Question: Could I use problem 2 instead of problem 1? In other words, do problem 1 and problem 2 result in a similar optimal value for matrix K?
Problem 1: minimizing norm-2 of $(A+B*K)*(w)$ for all possible $w$; decision variable: $K$ Problem 2: minimizing matrix norm of $(A+B*K)$; decision variable: $K$
Symbols: There are two matrices $A$ and $B$ with known real values; dimension of $A$: $n$ by $n$, the dimension of B: n by 1 $K$ is a matrix which is not known and in fact, it is a variable; dimension of $K$: $1$ by $n$ w is a vector with real values which belongs to the compact and closed set W; dimension of $w$: n by $1$
My sense: Could I benefit from the following property to prove the equality of problem 1 and problem 2? $$\|(A+B*K)*(w)\|\le\|A+B*K\|*\|w\|$$
I think some constraints should be added, such as $\|w\|=1$, otherwise, the optimal solution must be $w=0$, and $\|(A+BK)w\|=0$.

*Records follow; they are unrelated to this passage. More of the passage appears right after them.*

PR #1414, opened 2017-10-12
Adding Russian language support

yuukos:
## Types of changes

## Checklist:


yuukos:
Thank you for fast feedback and suggestions.
I'll fix it and make new pull request. And I can fill contributor agreement if it's necessary. 
I'm going to start porting russian language support to v2.x mb next month, because I do not have enough time now.

ines:
@yuukos Thanks and no worries! You don't have to make a new pull request just to add updates and changes by the way – you can just keep pushing to your branch, and it'll be updated over here.

yuukos:
oh... I got it. Thanks again ^^

yuukos:
Hi. All tests passed finally. And what should I do anything else now? (except for filling contributor agreement)

ines:
Yay! Very excited about this contribution – Russian has been requested a lot, so I hope this will make it easier for others to contribute and work towards full, built-in support!

If you want, you can add one or two simple tests  for the Russian tokenizer ([see here](https://github.com/explosion/spaCy/tree/master/spacy/tests) for examples and testing docs), so we can always ensure Russian works as expected. But those can also be added later 😊

yuukos:
I'm glad to see that my work can be useful for someone. I'm going to tuned it later and adapt for v2.x. 
And I have one question. I found two things: file with contributors and directory with contributor agreements. I should add myself into the file and add agreement into the directory. Is it correct?

ines:
@yuukos Adding the agreement file [to this directory](https://github.com/explosion/spaCy/tree/master/.github/contributors) is the most important thing. Once this is done, I'm happy to add you to the `CONTRIBUTORS.md` as well.

The agreement is just a formality to make sure that we can use your contribution in spaCy (we're now trying to remind everyone when they open a PR).

yuukos:
Hello. 
I have a question. Can I use Russian language from spacy just after `pip install -U spacy`? Or I have to do something else to use Russian language?

ines:
@yuukos No, you'll have to wait until the next release – we're currently busy with getting v2.0.0 ready (so there are currently more frequent releases on `spacy-nightly`), but there'll definitely be another update for v1.10.0. As soon as this is up on pip, you can install it.

In the meantime, you can always [compile spaCy from source](https://spacy.io/docs/usage/#source). This will give you the latest version of spaCy that's currently on `master`, including your Russian code.

Btw, one more question: I had a look at `pymorphy2` and saw that it also supports Ukrainian – does that mean we could adapt the `Russian` class and add `Ukrainian` as well using the same approach (assuming we can crowdsource some language data like stop words and tokenizer exceptions)?

yuukos:
@ines well. I got it. I suppose that `pip install -e .` will work for me.

About Ukrainian... Honestly, I do not have any idea about that. I suppose that adapting the `Russian` language class as `Ukrainian` will work (just because they are very similar as languages). I'm so sorry. I can just suppose.

spacy/ru/__init__.py
```diff
@@ -0,0 +1,64 @@
...
+        RussianTokenizer._morph = RussianTokenizer._create_morph(MorphAnalyzer)
+
+        self.vocab = nlp.vocab if nlp else cls.create_vocab(nlp)
+        self._spacy_tokenizer = spacy_tokenizer
+
+    def __call__(self, text):
+        words = [self._normalize(RussianTokenizer._get_word(token))
+                 for token in self._spacy_tokenizer(text)]
+
+        return Doc(self.vocab, words, [False] * len(words))
```
honnibal: Thanks for all this! Definitely an exciting patch. I think the engine in `pymorphy2` might be useful for other languages as well.

Now that I'm rereading the patch, I think this line might have a bug. `[False] * len(words)` is setting the `spacy` attribute on the tokens, which sets whether the token 'owns' a trailing space. This is used to build the `doc.text` and `span.text` strings.

If you can't determine the spacing from the text, it's best to set this to `True`, not `False`. But to be fully correct, we should match into the string, and check whether there's a space. I haven't tested this, but the loop would look something like this:

```python

def get_spaces(token_strings, text):
    i = 0
    spaces = []
    for token in token_strings:
        i += len(token)
        if text[i] == ' ':
            spaces.append(True)
            i += 1
        else:
            spaces.append(False)
    return spaces
```

yuukos: Oh.. Thank you for review and suggestion! I'll think it over and fix, but not right now. In few hours. Again thank you.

$\min\limits_{\|w\|=1}\|(A+BK)w\|^2=\min\limits_{\|w\|=1} w^T(A+BK)^T(A+BK)w$
So, the minimal is $\lambda_{\min}(A+BK)^T(A+BK)$, where $\lambda_{\min}$ represents the minimal eigenvalue.
Indeed, problem 1 is equivalent to minimizing the smallest eigenvalue, which is different from minimizing the norm.